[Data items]
PR #2055, opened 2023-10-27
Add none to color scheme literal

ElijahAhianyo:


masenf (approved):
this sort of seems like the wrong approach, since `"none"` isn't a valid color scheme according to chakra... but i get it, ship it.

picklelo:
Yeah just to make sure we don't break too many people's existing apps.. But we will think of a cleaner way later.

PR #2056, opened 2023-10-27
Remove .pyc and __pycache__ from template dir

masenf:
Since the .py files are having imports rewritten anyway, these bytecode cache files are not helpful and will have to be regenerated. Explicitly deleting them avoids hitting an exception attempting to read them as utf-8 text.


picklelo (dismissed):

picklelo (approved):
nice fix

PR #2062, opened 2023-10-27
Bump to v0.3.0

picklelo:


masenf:
Reflex-web is failing because it's strict pinned to 0.2.9 and needs to be changed to `==0.3.1` then `reflex-ci` branch updated.

masenf (approved):

PR #2065, opened 2023-10-27
Support 3.9 on templates

picklelo:


Alek99 (approved):

masenf (commented):
should we put this in all files?

picklelo:
@masenf yes we should probably. The unit tests usually catch this but didn't for the template. I'm going to cut another release right now - 0.3.1

PR #2073, opened 2023-10-28
[REF-144] Automatically memoize stateful components

masenf:
If a component depends on state or emits events, render it as its own component function outside of the page component.

The page itself no longer depends on state; this means any non-stateful components will not re-render when the state changes.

| TASK PROMPT |
Would you please print every record exactly as written?

| OUTPUT OF THE TASK |
PR #2055, opened 2023-10-27
Add none to color scheme literal

ElijahAhianyo:


masenf (approved):
this sort of seems like the wrong approach, since `"none"` isn't a valid color scheme according to chakra... but i get it, ship it.

picklelo:
Yeah just to make sure we don't break too many people's existing apps.. But we will think of a cleaner way later.

PR #2056, opened 2023-10-27
Remove .pyc and __pycache__ from template dir

masenf:
Since the .py files are having imports rewritten anyway, these bytecode cache files are not helpful and will have to be regenerated. Explicitly deleting them avoids hitting an exception attempting to read them as utf-8 text.


picklelo (dismissed):

picklelo (approved):
nice fix

PR #2062, opened 2023-10-27
Bump to v0.3.0

picklelo:


masenf:
Reflex-web is failing because it's strict pinned to 0.2.9 and needs to be changed to `==0.3.1` then `reflex-ci` branch updated.

masenf (approved):

PR #2065, opened 2023-10-27
Support 3.9 on templates

picklelo:


Alek99 (approved):

masenf (commented):
should we put this in all files?

picklelo:
@masenf yes we should probably. The unit tests usually catch this but didn't for the template. I'm going to cut another release right now - 0.3.1

PR #2073, opened 2023-10-28
[REF-144] Automatically memoize stateful components

masenf:
If a component depends on state or emits events, render it as its own component function outside of the page component.

The page itself no longer depends on state; this means any non-stateful components will not re-render when the state changes.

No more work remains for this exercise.